Los norteamericanos son célebres por su falta de tolerancia ante las mentiras de sus dirigentes, y es notorio que Nixon fue obligado a dimitir porque mintió públicamente, mucho más que por su comportamiento mafioso. Por tanto, los últimos sondeos que revelan que más de la mitad de estadounidenses creen que Bush alteró o exageró los datos sobre las armas de Sadam, con el fin de llevarles a la guerra, lastran más sus esperanzas de reelección que los fríos datos de sus fracasos económicos o del desastre material y humano causado por la campaña bélica. En EEUU, el que la miente la paga --el perjurio es un delito penado con más severidad que crímenes que nosotros consideramos más graves-- y si el que lo hace se dedica a la política, suele ver terminada su carrera.

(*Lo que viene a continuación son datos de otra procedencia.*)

PR #3538, opened 2025-03-20
tetragon/windows: Add default definitions for Windows

ExceptionalHandler:
### Description
Moved over `defaults.go` to `defaults_linux.go` .
Added `defaults_windows.go` to add set of default paths and names for Windows. 
Some default definitions are stubbed out for compilation.

### Changelog

```
Port the package defaults to Windows
```

### DIFF
--- a/pkg/defaults/defaults_windows.go
+++ b/pkg/defaults/defaults_windows.go
@@ -1,15 +1,13 @@
 // SPDX-License-Identifier: Apache-2.0
 // Copyright Authors of Cilium
 
-//go:build !windows
-
 package defaults
 
 import "time"
 
 const (
 	// DefaultMapRoot is the default path where BPFFS should be mounted
-	DefaultMapRoot = "/sys/fs/bpf"
+	DefaultMapRoot = `C:\Program Files\ebpf-for-windows`
 
 	// DefaultMapPrefix is the default path prefix where Tetragon maps should be pinned
 	DefaultMapPrefix = "tetragon"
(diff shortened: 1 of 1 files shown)


pkg/defaults/defaults_windows.go
```diff
@@ -0,0 +1,51 @@
...
+
+const (
+	// DefaultMapRoot is the default path where BPFFS should be mounted
+	DefaultMapRoot = `C:\Program Files\ebpf-for-windows`
+
+	// DefaultMapPrefix is the default path prefix where Tetragon maps should be pinned
+	DefaultMapPrefix = "tetragon"
+
+	// DefaultEventMap is the default name of the Event map
+	DefaultEventMap = "tcpmon"
```
jrfastab, line 16: perhaps map names can be shared?

pkg/defaults/defaults_windows.go
```diff
@@ -0,0 +1,51 @@
...
+
+	// Default secure export logs permissions
+	DefaultLogsPermission = "600"
+
+	// Pid file where to write tetragon main PID
+	DefaultPidFile = DefaultRunDir + "tetragon.pid"
+
+	// defaults for the event cache
+	DefaultEventCacheNumRetries = 15
+	DefaultEventCacheRetryDelay = 2
```
jrfastab, line 47: same here I'm not sure why these would actually be different?

jrfastab (approved):

jrfastab:
I'll merge this, I do wonder a bit why Windows would end up with different defaults for some of those things in the comments above. It makes sense unify them later.

PR #3547, opened 2025-03-21
tetragon/widows: Add signal translation for Windows

ExceptionalHandler:
### Description
Windows signal handler requires specific map to identify signal codes and convert into code and string. This PR adds that map and implements the signal code to string conversion


jrfastab (approved):
OK but surely there is a standard pkg for this we could use instead?

jrfastab:
Signal translation is included from unix pkg which doesn't make sense to use in _windows pkgs.

PR #3561, opened 2025-03-26
tetragon/windows: port package sensors/exec/procevents into Windows

ExceptionalHandler:
### Description
Port tetragon functions that use the proc-fs to query running processes or process properties into Windows to query the same using WIN32 APIs. The function to populate the exec map is stubbed out but not removed and will be implemented once the ebpf program on windows supports that.

### Changelog

```
Port the package sensor/exec into Windows. This allows Tetragon on Windows to load Windows based sensors.
```

### DIFF
--- a/pkg/sensors/exec/procevents/proc.go
+++ b/pkg/sensors/exec/procevents/proc.go
@@ -6,13 +6,9 @@ package procevents
 import (
 	"bytes"
 	"encoding/hex"
-	"fmt"
-	"os"
-	"path/filepath"
 	"strings"
 
 	"github.com/cilium/tetragon/pkg/api/processapi"
-	"github.com/cilium/tetragon/pkg/option"
 )
 
 const (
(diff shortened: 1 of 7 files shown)


olsajiri (approved):
lgtm, thanks

will-isovalent:
Looks like this PR erroneously removed the logic to handle `inInitTree` in procfs events on Linux. I'm guessing maybe an old version was copy/pasted over somehow? @ExceptionalHandler it might be worth double checking to see if anything else was accidentally changed.

will-isovalent:
Here's a PR to fix the above: https://github.com/cilium/tetragon/pull/3827

ExceptionalHandler:
> Here's a PR to fix the above: #3827

Thanks for pointing this out and fixing. The move to `_linux.go` makes the diff from old version cumbersome. I'll generally check the diff manually before PR but somehow maybe missed this one 😞

PR #5046, opened 2026-05-22
pkg/selectors: fix Equals selector for dentry

### LINKED ISSUE #5041: `type: dentry` does not support being used in `matchArgs`

The following policy works 

```yaml
kind: TracingPolicy
metadata:
    name: test
spec:
    kprobes:
      - call: "security_inode_link"
        syscall: false
        args:
        - index: 0
          type: dentry
        selectors:
        - matchActions:
            - action: Post
```

This one does not

```yaml
kind: TracingPolicy
metadata:
    name: test
spec:
    kprobes:
      - call: "security_inode_link"
        syscall: false
        args:
        - index: 0
          type: dentry
        selectors:
        - matchArgs:
            - operator: Equal
              index: 0
              values:
                - /abc/def
          matchActions:
            - action: Post
```

### Tetragon Version

Latest

### Kernel Version

6.17

### Kubernetes Version

_No response_

### Bugtool

_No response_

### Relevant log output

```shell
level=warn msg="Server AddTracingPolicy request failed" error="policy handler 'tracing' failed loading policy 'test': parseMatchArgs  error: writeMatchValues error: MatchArgs type dentry unsupported" metadata.namespace="" metadata.name=test
```

### Anything else?

_No response_

3u13r:
Fixes #5041

### Description
When choosing if we want to write the selector value as value or string, we missed `GenericDentryType` in the list of types that should be written as strings.

Note that this is also documented to work, and given that we support the Equals operator for other path types, it makes sense to add support.

### Changelog

```release-note
pkg/selectors: fix Equals selector for dentry
```

### Open questions
Do we want to add tests for every combination of data type and selector?
Also note that this isn't a regression, this has worked, as far as I can tell ([PR1](https://github.com/cilium/tetragon/pull/3423), [PR2](https://github.com/cilium/tetragon/pull/3450)).

### DIFF
--- a/pkg/selectors/kernel.go
+++ b/pkg/selectors/kernel.go
@@ -1000,7 +1000,7 @@ func parseMatchArg(k *KernelSelectorState, arg *v1alpha1.ArgSelector, sig []v1al
 		}
 	case SelectorOpEQ, SelectorOpNEQ:
 		switch ty {
-		case gt.GenericFdType, gt.GenericFileType, gt.GenericPathType, gt.GenericStringType, gt.GenericCharBuffer, gt.GenericLinuxBinprmType, gt.GenericDataLoc, gt.GenericNetDev, gt.GenericSockaddrUnType:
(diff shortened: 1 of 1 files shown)


kkourt (approved):
Thanks! I think we need to backport this, so I added the respective labels.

Bush pagará un alto precio político por los engaños previos a la guerra, en patente contraste con la impunidad de la que hace gala Aznar cuando ni siquiera se digna a explicar ante el Congreso sus afirmaciones falsas con las que justificó la invasión. Al presidente de EEUU, hasta los senadores de su partido le han abierto una investigación para ver si exageró la amenaza iraquí. En cambio, nuestro presidente cree que no debe rendir cuentas a nadie.